Characterization of the porous structure of the support was carried out by nitrogen adsorption at 77 K in Quanta Chrome apparatus and the total surface area was obtained by using the BET equation. The nitrogen (77 K) adsorption isotherms (amount adsorbed in ml/g vs relative pressure) of the supports shown in Fig.3 indicated that C1 had large surface area and well-developed porosity over the range of pore sizes. The amount of adsorption at low relative pressures was large enough and indicated an important contribution of narrow micropores. Furthermore, at higher relative pressures, the isotherm shows a deviation which indicates the presence of wider micropores, and a linear part with a considerable slope, which is due to the contribution of mesopores (2 nm<d<50 nm) to total porosity. C2, C4 show very similar micropore volume. C3 has poorly developed porosity and the lowest volume. The difference of the supports porosity can also be better followed by plotting the nitrogen adsorption data in Dubinin-Radush-kevich (D-R) coordinates (Fig.4). The shapes of the plot are similar. A linear portion at low relative pressures (up to P/P 0=0.1) due to the filling of micropores, and upward deviation at higher relative pressure ascribes to the coverage of the surface of wider pores. Furthermore the amount of adsorption on C3 is even lower.
Fig. 3.
N2 adsorption isotherms (77 K) of different active carbons
Fig. 4.
Dubinin-radush-kevich (D-R) plots for N2 adsorption at 77 K on active carbon
The results in Table 2 show C3 with high purity, large surface area and pore volume and appropriate pore structure usually exhibits high activity for the hydrogenation of ortho-nitrochlorobenzene to 2,2′-dichlorohydrazobenzene.
Table 2.
Effects of the supports on the catalysts
| Catalyst | A (m2/g) | DHB (%) | R (L/min) | Reuse times |
| Pt/C1 | 1917.35 | 88.7 | 0.89 | 10 |
| Pt/C2 | 1476.58 | 83.4 | 10.99 | 3 |
| Pt/C3 | 980.57 | 80.5 | 0.30 | 0 |
| Pt/C4 | 1418.27 | 77.4 | 0.59 | 2 |
Note: A: surface area; DHB: 2,2′-dichlorohydrazobenzene; R: H2 consumed rate
Preparation process
The most important step in the preparation process of platinum/C is the metal precursor. The interaction of the support surface between the metal precursors in the impregnation greatly influences the metal adsorption and dispersion of the catalyst. Fuente et al.(2001) studied the effects of the preparation on the dispersion of activated carbon supported platinum catalysts using the precursor of H2PtCl6 and Pt(NH3)4Cl2, and found that the catalysts prepared from H2PtCl6 were homogeneously dispersed and showed greater catalytic activities than catalysts prepared from Pt(NH3)4Cl2. But when the precursor of H2PtCl6 was used, the pH did not have to be taken into account. The influence of five different pH on the catalyst was discussed.

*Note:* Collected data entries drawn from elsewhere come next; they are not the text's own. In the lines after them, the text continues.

PR #377, opened 2025-08-14
doc: adjust EDR-03 (git etiquette)

abailly:
There were decisions that obviously were not applied:
* We don't practice TBD as all work first go through PRs which have to be reviewed in parallel with other PRs and possibly live for several days
* We don't maintain a linear history on `main` branch
* We don't use squash merges
* We require _both_ GPG signing and `Signed-off-by`


abailly:
About TBD:

wolf31o2 (approved):

PR #383, opened 2025-08-19
fix: do not filter out pure_stage traces

jeluard:
Make sure `pure_stage` traces are not filtered out. Fixes regression with `demo` script and e2e tests.

## Summary by CodeRabbit

- Chores
  - Updated default logging configuration to surface info-level messages for the Pure Stage component, improving out-of-the-box observability.
  - Users may notice more informative logs from this component during normal operation, aiding monitoring and troubleshooting.
  - Existing environment variable overrides for logging continue to work as before; no other behavior or control-flow changes.

### DIFF
--- a/crates/amaru/src/bin/amaru/observability.rs
+++ b/crates/amaru/src/bin/amaru/observability.rs
@@ -290,7 +290,7 @@ fn default_filter(var: &str, default: &str) -> EnvFilter {
     // which is a not so nice side-effects of the tracing library.
     EnvFilter::builder()
         .parse(format!(
-            "none,gasket=error,{}",
+            "none,pure_stage=info,gasket=error,{}",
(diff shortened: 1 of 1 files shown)


KtorZ (approved):

crates/amaru/src/bin/amaru/observability.rs
```diff
@@ -290,7 +290,7 @@ fn default_filter(var: &str, default: &str) -> EnvFilter {
     // which is a not so nice side-effects of the tracing library.
     EnvFilter::builder()
         .parse(format!(
-            "none,gasket=error,{}",
+            "none,pure_stage=info,gasket=error,{}",
             env::var(var).ok().as_deref().unwrap_or(default)
```
rkuhn, line 294: This whole block of logic should be removed: use RUST_LOG if present and a specific fallback filter when not.

PR #393, opened 2025-08-22
fix: remove optional failover; now failure are reported again

jeluard:


.github/workflows/continuous-integration.yml
```diff
@@ -112,15 +112,6 @@ jobs:
             # Run doc tests separately as --doc can't be used with --all-targets
             cargo test --doc
           fi
-          exitcode="$?"
-          if [[ "${{ matrix.environments.optional }}" == "true" && "$exitcode" != "0" ]] ; then
```
rkuhn, line 116: Hmm, it is weird that this should change something, because `optional` isn’t set in any of the environments, so how was the first test ever true?

jeluard: True so that's not the cause of failure not being caught. Still this bit is now useless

Table 3 shows that the pH of metal precursor solutions has important influence. In metal precursor solutions, the precursor molecules diffuse into the supports and interact with them. If the pH of the solution is higher than that of the aqueous slurry of the support, cationic adsorption is favored. So the adsorption of the PtCl6 2− should be carried out under lower pH. But when too low pH will adversely affects the adsorbed balance of the active carbon.
Table 3.
Effects of pH on the catalysts
| PH (around) | DHB (%) | R (L/min) | Reuse times |
| 7 | 75.6 | 0.36 | 0 |
| 5 | 80.0 | 0.47 | 1 |
| 3 | 88.7 | 0.89 | 10 |
| 2 | 87.8 | 0.94 | 7 |
| 1 | 86.4 | 0.77 | 6 |
Note: R: H2 consumed rate
Catalyst characterization
Fig.5 shows the SEM image of catalysts. It appeared that the distribution of Pt particle size was narrow, which seemed to be connected with an increase of the catalytic activities. The diameters of the particles were about 10 nm, but Pt crystallites on the inert carbon surface could not be detected. The catalytic centers concentrated on the sides, angles and defects of the observed surface.
Fig. 5.
Pt particles on activated carbon derived from wood
CONCLUSION
Raw material and preparation process of the activated carbon have great influence on the compositions and surface structure of platinum/carbon catalysts. Platinum catalysts supported on activated carbon with high purity, large surface area, pore volume and appropriate pore structure usually exhibit high activity for the hydrogenation of ortho-nitrochlorobenzene to 2,2′-dichlorohydrazobenzene. The metal precursors with pH=3 used (in our case prepared from H2PtCl6 with supports having a low pH) show high activity, selectivity and long life time. The results of this study showed that the surface area of the specific support has great influence on the performance of the final catalysts.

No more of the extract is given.